Leben im Traum

Der Franzose Leos Carax liefert mit «Holy Motors» einen Film in strindbergscher Manier.

Ein rätselhafter Träumer: Regisseur Leos Carax. (Bild: zVg)

Der Franzose Leos Carax liefert mit «Holy Motors» einen Film in strindbergscher Manier.

Leos Carax war lange Jahre das Lieblingskind der französischen Kritik – selten verstanden, aber sehr oft erklärt. Er ­entzückte die Feuilletons mit seinen träume­rischen Randexistenzen. Mit «Die Liebenden von Pont-Neuf» gelang ihm auch international der Durchbruch. Dann wurde es still um ihn. Mit «Holy Motors» rückt er sich jetzt mit einem rätselvollen Traumspiel wieder ins Scheinwerferlicht.

Ganz zu Beginn liefert Carax höchstselbst den Schlüssel: Eigenhändig öffnet er eine rätselhafte Tapetentür ins – Cinéma. Was folgt, ist eine Reise durch das halluzinatorische Lichtspiel, die an August Strindbergs «Traumspiel» erinnert. Die Haupt­figur schminkt sich, verstellt sich, mischt sich unter die Menschen. Und im Kern liegt eine Amour fou, wie bei Strindberg.

Bei Carax ist das Sein kein Nichts. Es ist das Kino. Am nächsten kommt dem Sein bei ihm: der Schein. Seine Hauptfigur, Oscar Bourger, hat viel zu erledigen. Die ­Dossiers, die er auf dem Rücksitz einer Stretchlimousine vorfindet, verlangen ­seinen Einsatz: als Mörder, Vater, Wüstling, Übeltäter, Liebhaber.
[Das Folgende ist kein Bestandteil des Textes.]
PR #8195, opened 2026-08-31
fix: install built-in workflow templates after CRDs

caiomede-tk:
## Summary
- replace direct TestWorkflowTemplate Helm hooks with a post-install/post-upgrade Job
- apply built-in templates only after the CRDs and RBAC are available
- add focused Helm unit coverage and configurable installer image values

## Validation
- fresh kind install completed at revision 1 with status deployed
- TestWorkflowTemplate CRD reached Established and serviceaccount--fullaccess was created in testkube
- Helm upgrade completed at revision 2 with status deployed
- Helm unit tests: 2 passed
- Helm lint passed
- go build ./... passed
- unit tests: 3279 passed, 41 skipped
- golangci-lint v2.12.2: 0 issues

Note: the repository-pinned golangci-lint v2.5.0 cannot decode Go 1.27 export data, so lint validation used v2.12.2 without changing unrelated build tooling.


caiomede-tk:
Greptile is treating `rbac.create=false` as a no-RBAC mode, but the chart contract is that RBAC is externally managed in that configuration. The API server already requires CRUD access to `testworkflowtemplates` through the same service account (`templates/role.yaml` grants create/delete/get/list/patch/update/watch/deletecollection), so the installer Job does not introduce a new permission class.

I verified this path in a fresh kind cluster by pre-creating an external Role/RoleBinding for `testkube:testkube-api-server`, then installing with `testkube-api.rbac.create=false`. The first Helm install completed as `deployed` at revision 1 and created `testkube/serviceaccount--fullaccess` with `spec.pod.serviceAccountName: testkube-api-server`.

Gating the Job on `rbac.create` would silently skip templates that remain explicitly enabled, while creating a Role when `rbac.create=false` would violate the setting. No code change is needed; externally managed RBAC must include the same template permissions the API server already requires.

caiomede-tk:
@greptile-apps please review again

jose-tk (approved):

xoscar (approved):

Während ein rätselhafter Engel ihn durch Paris chauffiert, schminkt er sich, arbeitet sich in die Dossiers ein, übt Rollen und holt bei der Fahrerin Rat. Er massregelt eine Tochter, er kommt als Familienvater zur Affen­familie nach Hause, er trifft die ehemalige Geliebte, er liebt die Schlangenfrau mit seinem Schlangenmann. Da kommt ein ganzes Leben zusammen, an dessen Ende der Tod wartet – oder das Ende des Traums. Erst als die Stretchlimousine in die Nacht-Garage fährt, wird uns klar, dass der Engel ihn durch das Leben begleitet hat, mit einem Ziel – zu sterben.

Carax hat, wie Strindberg, den Traum zur Methode und das Zeigen der Theatermittel zu seiner Form gemacht. Jetzt kann man in Basel den Zufall geniessen: Während Strindbergs «Traumspiel» im Theater leichtfüssig vom Anfang der surrealistischen Bewegung erzählt, nimmt Carax den Faden schwerblütig im Kino auf: Als hätte es ihm den Anlass gegeben, das Leben als Traum der Götter zu resümieren.